Risk Appetite Plunges On Fear Of Rapidly Spreading Coronavirus

 | Jan 27, 2020 08:10

Market Overview

There is an increased fear of the economic impact of the rapidly spreading Coronavirus. With the death toll in China climbing to 80 amid thousands of cases of infection, with the virus severely impacting on the Chinese economy and the Lunar New Year celebrations. Over 40% reduction in civil air transport and rail travel, there is also an impact of how this impacts on global supply chains will be impacted by what is now 30 Chinese cities being on level 1 lockdown. Furthermore, this is not a problem that will peter out in a couple of days. With an incubation period for the virus of up to two weeks, these lockdowns in China could last for several weeks.

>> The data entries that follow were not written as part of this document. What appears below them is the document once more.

PR #1027, opened 2026-06-24
Tweak new collections route

### LINKED ISSUE #1026: Collection Icons Hardcoded to Black
The icons such as SinglePaneIcon used for collection selection are currently hardcoded to black. In the native app, they appear white in dark mode. However, it is unclear what does determine their color. It seems that the icons cannot be inspected using CSS debugging, and even when I tried changing everything in both Main Colors and Book Colors to extremely bright colors (Most red, blue, and green) for the Sepia theme, the icon stays black in the Sepia theme.
Image
Aidan has done as thorough of an investigation as he can of the app-builders codebase, and he has no idea where the icon color is coming from. He found one function in ColorStringUtils.java that looked promising, but it does not appear to be used anywhere.

According to Chris, we just need to use white for the dark theme and white for the others.

chrisvire:
- layout is a better name for the route
- some of the tailwind layout classes should have been on the container not on the component
- when it is ONLY the Single Pane, the Native app doesn't display the title.
- when it is ONLY another option other than Single Pane, the Native app does display the title

## Summary by CodeRabbit

* **New Features**
  * Added a dedicated layout selection screen and updated related navigation to open it directly.
  * Layout option menu titles are now shown conditionally based on enabled layout choices.

* **Bug Fixes**
  * Corrected multiple navigation targets (sidebar, content links, and text page redirects/buttons) to send users to the layout page instead of the collections page.
  * Improved the layout page’s tab container to better control scrolling and spacing.

### DIFF
--- a/src/routes/layout/+page.svelte
+++ b/src/routes/layout/+page.svelte
@@ -12,7 +12,8 @@
         monoIconColor,
         refs,
         selectedLayouts,
-        t
+        t,
+        testLayouts
     } from '$lib/data/stores';
     import { CheckIcon, SideBySideIcon, SinglePaneIcon, VerseByVerseIcon } from '$lib/icons';
 
@@ -40,9 +41,11 @@
     // ToDo: If showSinglePane false, provide first availible visible option instead
     const showSinglePane = !!scriptureConfig.layouts?.find((x) => x.mode === Layout.Single)
         ?.enabled;
-    const showSideBySide = !!scriptureConfig.layouts?.find((x) => x.mode === Layout.Two)?.enabled; //Not yet implemented
-    const showVerseByVerse = !!scriptureConfig.layouts?.find((x) => x.mode === Layout.VerseByVerse)
-        ?.enabled; //Not yet implemented
+    const showSideBySide =
+        testLayouts || !!scriptureConfig.layouts?.find((x) => x.mode === Layout.Two)?.enabled; //Not yet implemented
+    const showVerseByVerse =
+        testLayouts ||
+        !!scriptureConfig.layouts?.find((x) => x.mode === Layout.VerseByVerse)?.enabled; //Not yet implemented
 
     // In the native app, if only showing the single pane, then don't show the title.
     // If showing one of the other two, then show the title.
--- a/src/routes/layout/+page.svelte
+++ b/src/routes/layout/+page.svelte
@@ -35,7 +35,10 @@
     const showSideBySide = !!scriptureConfig.layouts?.find((x) => x.mode === Layout.Two)?.enabled; //Not yet implemented
     const showVerseByVerse = !!scriptureConfig.layouts?.find((x) => x.mode === Layout.VerseByVerse)
         ?.enabled; //Not yet implemented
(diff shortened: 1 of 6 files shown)


src/routes/layout/+page.svelte
```diff
@@ -35,6 +35,7 @@
     const showSideBySide = !!scriptureConfig.layouts?.find((x) => x.mode === Layout.Two)?.enabled; //Not yet implemented
     const showVerseByVerse = !!scriptureConfig.layouts?.find((x) => x.mode === Layout.VerseByVerse)
         ?.enabled; //Not yet implemented
+    const multipleLayouts = showSideBySide || showVerseByVerse;
```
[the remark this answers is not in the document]
chrisvire: No, the title is not shown if it is just layout single. I should add a comment.

FyreByrd (approved):

TheNonPirate:
Should there be a scrollbar here? It seems like it should take up the height of the page instead of being cut short and using a scrollbar.

image

chrisvire:
> Should there be a scrollbar here? It seems like it should take up the height of the page instead of being cut short and using a scrollbar.

@TheNonPirate What does the native app do with this project?

TheNonPirate:
It lets the collections go to the bottom of the screen (I didn't use a good screenshot; I should have made it more clear in my screenshot above that I didn't screenshot the entire screen; the scrollbar only went down about half the width of the screen).
Here's a better screenshot of the PWA:
image

src/routes/layout/+page.svelte
FyreByrd, line 1: There's a bit of an issue with scrolling... 

Image

Image

Based on a preliminary look, you will need to specify the height property on TabsMenu (default value is 50vh, i.e. half the screen). I think you may also need to set height/scroll around LayoutOptions, so that the scroll behavior doesn't cause the tab icons to disappear.

FyreByrd: If you use `$monoIconColor` from `$lib/data/stores/theme` here (and with the other icons), you could close #1026. I think this PR would be a good place to do so...

FyreByrd (changes requested):

src/routes/layout/+page.svelte
chrisvire: Yep, I can get that here.

FyreByrd: This hasn't been fixed yet. Everything else looks fine.

FyreByrd (changes requested):

FyreByrd:
> Should there be a scrollbar here? It seems like it should take up the height of the page instead of being cut short and using a scrollbar.
> 
> image

This is the same issue as I am referring to. It's mostly because TabsMenu has a default max-height of 50% of the screen, which is not what we want here. I think an additional tweak would be needed on top of fixing the max-height in order to prevent the tabs from being able to be scrolled out of view in some cases (probably only relevant on Single Pane with a large number of collections)

FyreByrd (approved):
I think this is fine as is. Trying to fix the scrolling buttons further is more trouble than it's really worth.

PR #1031, opened 2026-06-24
Redirect to First Book In Collection if Current Book is Undefined

### LINKED ISSUE #1028: Changing to a collection that doesn't contain the current item fails to redirect
When switching to a collection that does not contain the chapter, song, or story currently being viewed, the interface is stuck with an endless spinner (and an empty border, if that is configured).

In the Android app, changing to a collection that does not contain the current item redirects to the first available item.

https://github.com/user-attachments/assets/d8b4770b-c417-4c08-86e6-4e6426847eb2

TheNonPirate:
Fixes #1028. The text route now checks if the current book is undefined, and if it is, it redirects to the first book in the collection.

## Summary by CodeRabbit

* **Bug Fixes**
  * Improved book selection handling on the text page so it can recover from stale or invalid selections.
  * If the chosen book is no longer available in the selected collection, the page now automatically falls back to the first valid book.

### DIFF
--- a/src/routes/text/+page.svelte
+++ b/src/routes/text/+page.svelte
@@ -88,6 +88,21 @@
     }
 
     let { data }: Props = $props();
+    $effect(() => {
+        const book = scriptureConfig?.bookCollections
+            ?.find((x) => x.id === $refs.collection)
+            ?.books.find((x) => x.id === $refs.book);
+        if (!book) {
+            console.log('No book!');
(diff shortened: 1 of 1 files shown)


FyreByrd:
I've already been working on something similar in #1029, but handling the issue on the reference parsing level.

chrisvire:
Will be fixed in #1029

There is the usual risk negative impact on major financial markets. Bond yields continue to fall, with the US 10-Year yield under a key 1.700% and at three and a half month lows. Other safe haven plays are also in favour, with the Japanese yen and gold gaining ground. Higher risk plays are also suffering, with the oil price sliding sharply, Aussie and Kiwi pressured in the forex majors and equities also beginning to accelerate. Is this the moment that Wall Street finally begins to correct decisively?

Wall Street closed strongly lower on Friday with the S&P 500 -09.% and with US futures a further -1.0% lower, the Asian markets which are open (several shut for the Lunar New Year) have been hit hard. The Nikkei 225 was -2.0% lower. In Europe, there is a key bout of corrective pressure too, with the DAX Futures and FTSE 100 Futures both around -1.4% lower.

In forex, there is a mixed USD outlook, but risk aversion is the main theme. JPY is the main outperformer, whilst the commodity currencies (AUD, NZD and CAD are all under pressure).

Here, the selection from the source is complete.